Twelve thirty Saturday morning Captain Bryon slows those two big cats down. Now there is a thirty foot ledge loaded with fish. Are they hungry? Mister David Lee, sir, who is winning that battle, you or the fish? David gains an inch and looses two. The outcome is in doubt. That thing is really pulling. Finally, color, the color of a big red grouper. Nice going David, nice going indeed:

Trevor, sir you are really taking the fight to the hard to catch mangrove snapper. Good going sir:

Here comes the American red snapper. Gary, fishing spot # 28 leads the way:

Scott, what have you hooked into? What a fighter. Nice going partner. That's a beautiful American red:

Finally, the sun makes an appearance. The Florida's number one box is almost full. Mister Craig Scott, a real expert, can teach us all a lesson in catching the elusive Mangrove snapper: 

John, now that's one you can be proud of:

Now this is getting serious. We are taking it to the ARS. No more free meals:




We are starved. Tammy, what's for lunch? How about beer batter dipped special seasoned fish sandwiches and potato salad? Tammy, words will never tell how much we appreciate you:
:
Back to the fights. Now that's a Middle Ground's size vermilion snapper. Craig, way to go partner, way to go:


Any guess on what kind of porgy that is?

Next month partner, pay back time:

Hans, sir you can be proud, very proud, of that nice yellow mouth grouper. We do not see too many of them on the Grounds:

Talk about beautiful. Bet those mahi don't make that mistake again. Boy! One, two, three, jumps. Priceless!

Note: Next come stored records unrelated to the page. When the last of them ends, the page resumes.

PR #30201, opened 2023-08-28
regression: sidebar actions pressed state reactivity

yash-rajpal:
## Steps to test or reproduce

 - Go to home by pressing the Home in sidebar actions
 - Now go to some room 
 - Home sidebar action state still seems active

## Further comments

TC-936


dougfabris (dismissed):
LGTM

dougfabris (approved):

Tammy, guess what? In addition to a very fine American red catch, we have hundreds of mangrove snapper, as well as some of the biggest vermilion snapper you have ever seen. And those darn grouper have out pulled us. We are starved. Guys, this evening I have gone Italian. In addition to a huge garden fresh green salad, how does great big meat balls, spaghetti, and Texas toast sound? Tammy, we are way too busy eating to say anything:

Today we are honored to have, fishing in my old spot, number 5, fellow forum friend Mister Robert Taylor with us. Robert brought his good friend Mister Thomas S. Ziminski with him. In addition to a fine grouper & mango catch these two real sportsmen caught their two day limits of American red snapper. Guys, please do not be strangers. The Florida Fisherman ll needs you!

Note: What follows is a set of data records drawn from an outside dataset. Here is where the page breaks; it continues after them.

PR #30202, opened 2023-08-28
fix: new `overrideDestinationChannelEnabled` param in integrations' endpoints is required

matheusbsilva137:

 - Make `overrideDestinationChannelEnabled` param optional in `integrations.create` and `integration.update` endpoints (in order to avoid breaking changes).
 - Remove `overrideDestinationChannelEnabled` as a valid param when updating outgoing integrations (this only makes sense for ingoing integrations).

## Issue(s)

Introduced in #26875

## Steps to test or reproduce

Check the integrations.create and integrations.update endpoints. The new `overrideDestinationChannelEnabled` param should not be required anymore, and its value should be set to false when not provided in the creation.

## Further comments

TC-935


gabriellsh (dismissed):

packages/rest-typings/src/v1/integrations/IntegrationsCreateProps.ts
```diff
@@ -70,7 +70,7 @@ const integrationsCreateSchema = {
 				},
 				overrideDestinationChannelEnabled: {
 					type: 'boolean',
-					nullable: false,
+					nullable: true,
```
debdutdeb, line 73: if ajv is being used, then why Match too?

matheusbsilva137: ~i was afraid of removing it and creating a new issue~ done!

MarcosSpessatto (changes requested):
@matheusbsilva137 I believe we still need the Match verification (even if we use the AJV validator). The AJV validator validates only when the request comes from the rest API, but we could also receive a request from the Meteor method 😞. I think it is worth keeping the Match validation, at least until we get rid of the meteor methods.

ggazzo (approved):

Robert (L), & Tom, it has been a pleasure fishing with you. You are family:

Will they be hungry? Need you ask?

In the money jack pot winners:

It's ARS pay back time. The fishing was great, the companionship outstanding, the weather was picture perfect, and the food, well! we all know about that. 
This just in, The Florida Fisherman special charter Sunday 39 hour trip limited out, two day limit, on ARS before 5 P.M. In addition, the last 12 hour trip also limited out. No more free meals, and boy, are they ever hungry. Is next Friday here yet?

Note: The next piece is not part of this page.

PR #30222, opened 2023-08-30
feat: Save visitor's activity on agent's interaction

KevLehman:
NBJ-301


apps/meteor/app/livechat/server/hooks/markRoomResponded.ts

Bob Harbison Florida Outdoor Writers Association


----------



## The LaJess II (Oct 3, 2007)

Very nice catch Bob. Wanted to see what a yellow mouth grouper looked like. Food looked really good to. Hope you guys have even better catch on your next run.


----------



## Dragsmoker (Aug 15, 2011)

Great report, and that snapper John caught is a hog!


----------



## Harbison (Apr 18, 2012)

Thank you sir. We did catch some really big ones. Went Sunday on a 39 hour private charter. The boat completely limited out, two day limit, on American reds.


----------



## flukedaddy (Apr 11, 2009)

Very nice report as always sir. I love those black snappas


----------



## Harbison (Apr 18, 2012)

Thank you sir! What the heck is a 'black snappa?'


----------



## Sammy (Oct 10, 2012)

It's the sunburnt snappers!!


----------



## flukedaddy (Apr 11, 2009)

AKA mangrove, had one game warden tell me I was catching Dog snapper.


----------



## Harbison (Apr 18, 2012)

Someone is confusing mangrove with cubera snapper. They are different:

*Dog Snapper, Pacific Dog Snapper, Pacific Cubera Snapper*
*Pargo Perro, Pargo Prieto*
*(Lutjanus novemfasciatus)*

*Dog Snapper, Lutjanus novemfasciatus:* The Dog Snapper is the largest of the snappers. It is distinguished by its massive size, a wide body that varies from deep red to light red in color, with eight or nine bars on the upper half of its sides and a silvery color on its bottom
cubera


----------



## 192 (Oct 1, 2007)

Well done, Bob. Y'all wore em out!


----------



## Harbison (Apr 18, 2012)

Thank you sir. Going again Friday & probably Tuesday. The ARS season is so short. Let's take full advantage while we can. Gag grouper season begins next month. Hope we can get past the ARS to get to the gags.


----------



## PorknBeans (Nov 21, 2007)

great trip!


----------